Bei meinen Betrachtungen über Erdschlussmodule bin ich von einem Modul von Siemens ausgegangen. (3RK1408-8KG00-0AA2)

Masterbaugruppen
Grundsätzlich scheinen da nur zwei Möglichkeiten übrig geblieben zu sein.
Entweder eine CP343-2P oder ein DP/AS-i Link 20E.
Ich habe mal sowohl mit der CP als auch mit dem Link 20E ein Probeprojekt angelegt.

CP343-2P
Wie es scheint wird für die CP Grundsätzlich ein Platz von 16 Byte reserviert. Dieser Bereich liegt normalerweise nicht mehr im Prozessabbild.

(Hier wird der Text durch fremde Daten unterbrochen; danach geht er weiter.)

PR #8856, opened 2025-05-14
Standardize tags and chips through the app

larkox:
#### Summary
While working in playbooks, I found out chips and tags are not properly standardized.

I standardized them and added them to the Component Library.

Tags are based on these designs:
https://www.figma.com/design/xkm54Q9IQcyo3c0pGeNIMH/Components---Tags?node-id=1-41&p=f&t=eUbqjxzHaJUCKSU8-0

Chips are loosely based on these designs:
https://www.figma.com/design/rydATWI7WC5EvbMKjaroSQ/Components---Chip?node-id=2-315&p=f&t=eUbqjxzHaJUCKSU8-0

#### Ticket Link
NONE

#### Release Note
Just refactoring, no changes visible for the end user.
```release-note
NONE
```


larkox:
@yasserfaraazkhan @abhijit-singh When you are testing this, you can check the "component library" (profile->settings->advanced settings -> component library) to see the components isolated and be able to tweak things.

For sure, the components should also be looked at in context (specially because sometimes flexboxes mess things up) but it can help to verify easier some things around the component itself.

app/components/tag/base_tag.tsx
```diff
@@ -0,0 +1,149 @@
...
+                {...message}
+                style={textStyle}
+                testID={testID}
+            />
+        );
+    }
+
+    return (
+        <View style={containerStyle}>
+            {/* We wrap the icon and text in a Text component to avoid
```
rahimrahman, line 138: Nice!

app/components/post_priority/post_priority_label.tsx
```diff
@@ -2,68 +2,42 @@
...
-        labelText = intl.formatMessage({id: 'post_priority.label.urgent', defaultMessage: 'URGENT'});
-    } else if (label === PostPriorityType.IMPORTANT) {
-        containerStyle.push(style.important);
-        iconName = 'alert-circle-outline';
-        labelText = intl.formatMessage({id: 'post_priority.label.important', defaultMessage: 'IMPORTANT'});
+    if (label === PostPriorityType.STANDARD) {
+        return null;
     }
+
+    const isUrgent = label === PostPriorityType.URGENT; // else it is important
```
rahimrahman, line 30: the comment "else it is important" doesn't really help, IMO.

(0/5)

app/components/post_priority/post_priority_label.test.tsx
```diff
@@ -0,0 +1,48 @@
...
+    __esModule: true,
+    default: jest.fn(),
+}));
+jest.mocked(Tag).mockImplementation((props) => React.createElement('Tag', {...props}));
+
+describe('PostPriorityLabel', () => {
+    it('should return null for standard priority', () => {
+        const {toJSON} = renderWithIntlAndTheme(
+            <PostPriorityLabel label={PostPriorityType.STANDARD}/>);
+        expect(toJSON()).toBeNull();
```
rahimrahman, line 22: Just curious, if you had brought this back into `main` branch, would this test pass?

I guess it would have a View with no icon and no label?

rahimrahman (approved):
Codewise, it looks good.  I do see minor style changes so I defer to the UX team to look for any regression.

app/components/post_priority/post_priority_label.tsx
larkox: There are three states: "Standard" (already filtered out at the beginning of the function), "Urgent" and "Important". I think it is better to keep things clear that the meaning of `!isUrgent` is that it is important.

But happy to rethink this.

app/components/chips/base_chip.tsx
enahum, line 1: Should import useWindowDimensions from rnutils

app/components/chips/base_chip.tsx
```diff
@@ -56,16 +59,22 @@ export default function BaseChip({
     showAnimation,
     label,
     prefix,
+    maxWidth,
 }: SelectedChipProps) {
     const theme = useTheme();
     const style = getStyleFromTheme(theme);
     const dimensions = useWindowDimensions();
+    const textStyle = useMemo(() => {
```
enahum, line 67: Can we add a comment for this, don't know whay is doing the calculations

app/components/post_list/post/header/reply/index.tsx
```diff
@@ -24,13 +24,11 @@ const getStyleSheet = makeStyleSheetFromTheme((theme: Theme) => {
     return {
         replyWrapper: {
             flex: 1,
-            justifyContent: 'flex-end',
         },
         replyIconContainer: {
             flexDirection: 'row',
-            alignItems: 'flex-start',
+            alignItems: 'center',
```
enahum, line 30: Why this change?

app/components/tag/base_tag.tsx
enahum, line 1: @pvev does this change affect your current PR?

app/components/post_list/post/header/reply/index.tsx
larkox: When many things are in the header, it was clearer that the button was "too high", instead of in the center.

Start:
image
Center:
image

app/components/tag/base_tag.tsx
larkox: His PR is already merged and I added the needed changes on mine.

larkox:
@abhijit-singh Friendly reminder to review this. As a reminder, you can check most of the components on the "component library" (Profile -> settings -> advanced settings -> component library)

abhijit-singh (changes requested):
Thanks @larkox. Looks good. One doubt and a few small requests for visual tweaks:
1. For tags, are we using the `size: xs` version you have somewhere? It looks too small and we don't have it in the Compass Design System. Maybe we should remove it from the code as well and just use the slightly larger size? And then we can align the naming with the design system as well. [Figma file](https://www.figma.com/design/xkm54Q9IQcyo3c0pGeNIMH/Components---Tags?node-id=2-315)
image

2. For the smaller sizes in tags, the tag text is not vertically center aligned and the tag height also remains constant. We should vertically align the text and probably reduce the tag height as the text size decreases. Here's a comparison of the developed version and the designs: [Figma file](https://www.figma.com/design/xkm54Q9IQcyo3c0pGeNIMH/Components---Tags?node-id=2280-303&t=dkKwnTFpqFDdNeHJ-4)
image

3. For the chip, the text size seems too small right now and can probably be increased to 12px. The leading icon also seems slightly larger than it should be and the spacing between the leading icon and text can be reduced. [Figma file](https://www.figma.com/design/xkm54Q9IQcyo3c0pGeNIMH/Components---Tags?node-id=2280-2045&t=dkKwnTFpqFDdNeHJ-4)
image

larkox:
@abhijit-singh 

1. The post priority tag that appears both on top of the Input box when you are writing a priority message and on the posted message is using xs. The two sizes on the figma are x-small and small (icon size 10x10 and icon size 12x12. Not sure where I am getting the medium from, but probably something that was existing before. I am happy to remove the x-small and keep only small and medium, but then they would deviate from the design. For reference, the `m` size is being used for guests and bots on the channel intro for direct messages and the channel info also for direct messages.

2. This seems to have been an artifact from the component library. Unless we put the tag in a container we want it to fill, it will just use the space needed, both vertical and horizontal. I added the styles to make sure of that, but we usually won't use it like that.

3. I did the changes requested. One thing that I don't completely get is that the text was supposed to be ok (size 75 = fontSize 12). I put it in the next level (size 100 = fontSize 14) and looks better. I also did some changes around the spacing for other details you showed on the design, like the size of the close button.

abhijit-singh:
Thank you @larkox. The chip looks great and I think let's keep the three tag sizes that you have for now. 

For the tag text, it is not vertically center aligned in the smaller sizes (xs and s). There's more space above the text than below it in the container. I see the issue in the priority indicator in the message input box and actual message too. 

I'd say letting it expand to the container height is not ideal so we might want to limit the height of the tag, and ensure the text is center aligned. [Figma link](https://www.figma.com/design/xkm54Q9IQcyo3c0pGeNIMH/Components---Tags?node-id=2291-27734&t=5c8hTJQAqU4njxv3-4)
image

larkox:
@abhijit-singh Found the issue. The way React Native works, the outer parent is the one that "sets" the line height, and since I was not passing styles, it was using a "default one". That is why it looked with so much "air on top". Not a problem of stretching nor centering :sweat_smile:

It should be fixed now.

And thank you for your sharp eye when looking at all this 😄

PR #8873, opened 2025-05-20
[MM-63383] Fix orientation issue in Calls screen

streamer45:
#### Summary

The dismiss/disappear handler was causing the screen to remain stuck in portrait mode if the device was locked while the screen was rendering. I've added a `ComponentWillAppear` handler to reverse that behavior. That said, I'm still not overly clear on why handling orientation in `ComponentDidDisappear` is necessary since I'd expect the screen to re-render as first thing when the user brings the app back from the background.

Either way, I am trying to consolidate the orientation and layout handling logic in one place, as I've noticed some additional caveats for iOS. I don't have much background on this code, so please share any suggestions or thoughts.

#### Ticket Link

https://mattermost.atlassian.net/browse/MM-63383

#### Device Information

#### Release Note

```release-note
Calls: fixed an issue that prevented the call screen from correctly handling landscape mode after locking the device while in a call.
```

### DIFF
--- a/app/products/calls/screens/call_screen/call_screen.tsx
+++ b/app/products/calls/screens/call_screen/call_screen.tsx
@@ -371,26 +371,52 @@ const CallScreen = ({
     const hideCCTitle = intl.formatMessage({id: 'mobile.calls_hide_cc', defaultMessage: 'Hide live captions'});
 
     useEffect(() => {
-        mergeNavigationOptions('Call', {
-            layout: {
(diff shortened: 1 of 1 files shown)


cpoile (approved):
Do we need manual testing on iOS?

streamer45:
> Do we need manual testing on iOS?

@cpoile Yes, plan is to ask Dylan to cover that.

PR #8878, opened 2025-05-21
[MM-63385] Derive connection state for current call from RTC peer

streamer45:
#### Summary

I was finally able to reproduce this issue with a debugger attached, and the call bar component wasn't rendering because the `isInACall` prop was `false`. This is derived from the `currentCall.connected` field set in https://github.com/mattermost/mattermost-mobile/blob/22b4616f726cd4f181a721aeffbaeadc9d321d3f/app/products/calls/state/actions.ts#L359-L363

I still don't know why this is happening, perhaps due to some race condition, but regardless, I am trying to remove this issue entirely by relying on the actual state of the underlying WebRTC client connection, which is similar to what we do on the web implementation.

#### Ticket Link

https://mattermost.atlassian.net/browse/MM-63385

#### Device Information

#### Release Note

```release-note
NONE
```


app/products/calls/state/actions.ts
```diff
@@ -451,6 +451,20 @@ export const newCurrentCall = (serverUrl: string, channelId: string, myUserId: s
     });
 };
 
+export const setCurrentCallConnected = (channelId: string, sessionId: string) => {
+    const currentCall = getCurrentCall();
+    if (!currentCall || currentCall.channelId !== channelId) {
+        return;
+    }
```
cpoile, line 458: nice!

cpoile (approved):
About the original code
```
 // If this is the currentUser, that means we've connected to the call we created. 
 if (userId === nextCurrentCall.myUserId && !nextCurrentCall.connected) { 
     nextCurrentCall.connected = true; 
     nextCurrentCall.mySessionId = sessionId; 
 } 
```
Iirc, this was tricky/hacky code to deal with the async `start call -> call started (but haven't actually joined yet) -> joined` flow.  If we're doing this better way now, maybe we can get rid of some of this state-machine-like code in the actions file...  Might require a bit more work than you're willing to do in a bug fix PR though. Would be good to do eventually, because it might cause more racey state in the future.

streamer45:
Thanks @cpoile , I agree, I think we can remove a lot of that code. In fact, locally I tried to rip out that snippet entirely and I couldn't see any difference in behaviour. It would need more testing though, so opting for trying this first and see if it actually fixes the issue once and for all.

enahum (approved):

enahum:
Hopefully it works, if we can get rid of code that is always a good thing :)

streamer45:
Absolutely, created https://mattermost.atlassian.net/browse/MM-64374 so I don't forget :)

DHaussermann (approved):
Tested and passed
- Regression tested that the Calls bar is shown when you join a call
- Tested this dozens of times to see if I could still reproduce the problem
- I can't too confident as this was always difficult to repro  but regression testing did not show any issues

LGTM!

Ich kann den Bereich jedoch auch in das Prozessabbild legen. Wenn ich dann nur Standartslaves oder nur den Slave A belege, müsste ich ja die E/A direkt beschreiben können, stimmt das?
Wenn ich eine Slave B anlege bekomme ich keine direkte Adresse für die E/A. Kann ich diese nur dadurch ansprechen indem ich diese E/A in einem DB ablegen und diese Daten dann per SFC übertrage bzw. lese?

Link 20E
Hier sieht das ganze schon viel freundlicher aus, hoffe ich. Wenn ich das richtig gesehen habe, lässt sich hier der Reservierte Bereich auf bis zu 32 Byte einstellen. Ich kann den Bereich auch problemlos ins Prozessabbild legen. Ich bekomme auch Adressen für die Slave B. Wenn ich das also richtig sehe, kann ich hier alles direkt adressieren, stimmt das?

Analogmodule
Da scheint es ja verschiedene Profile zu geben. Ich interessieren mich für die neuen Profile, ich glaube das war 7.3 bzw. 7.4.
Wenn ich das wieder richtig sehe, ist ein Analogmodul immer ein Standartslave und nie eine A/B Slave. Ist das richtig?
Kann ich ein Analogmodul mit einem Link 20E direkt in Prozessabbild legen und auch direkt verarbeiten?


----------



## lorenz2512 (13 Februar 2006)

Hallo,
das sind aber viele Fragen, bei den Kisten die bei uns mit ASI verbaut sind ist kein Erdschlußmodul verbaut, 2. von Biehl und Wiedemann gibt es sehr gute ASI-DP koppler die laßen die Siemens Dinger im Regen stehen.


----------



## Lipperlandstern (14 Februar 2006)

Moin

Also Erdschlussmodule setzen wir auch nicht bei ASi ein. Ich kenn die Dinger gar nicht  ....  Der DP/AS-Link bildet dir den ASi-Bus in der Steuerung ab. Du greifst dann auf den Asi-Bus ganz normal über E/A zu. Der DP/AS-Link funktioniert ganz gut ist nur etwas kompliziert einzustellen.  

Grüsse


----------



## Störtebecker (14 Februar 2006)

Danke für die raschen Antworten.

Aber nochmal um ganz sicher zu gehen.
Die Sekundärseite vom AS-i Netzgerät wird nicht geerdet?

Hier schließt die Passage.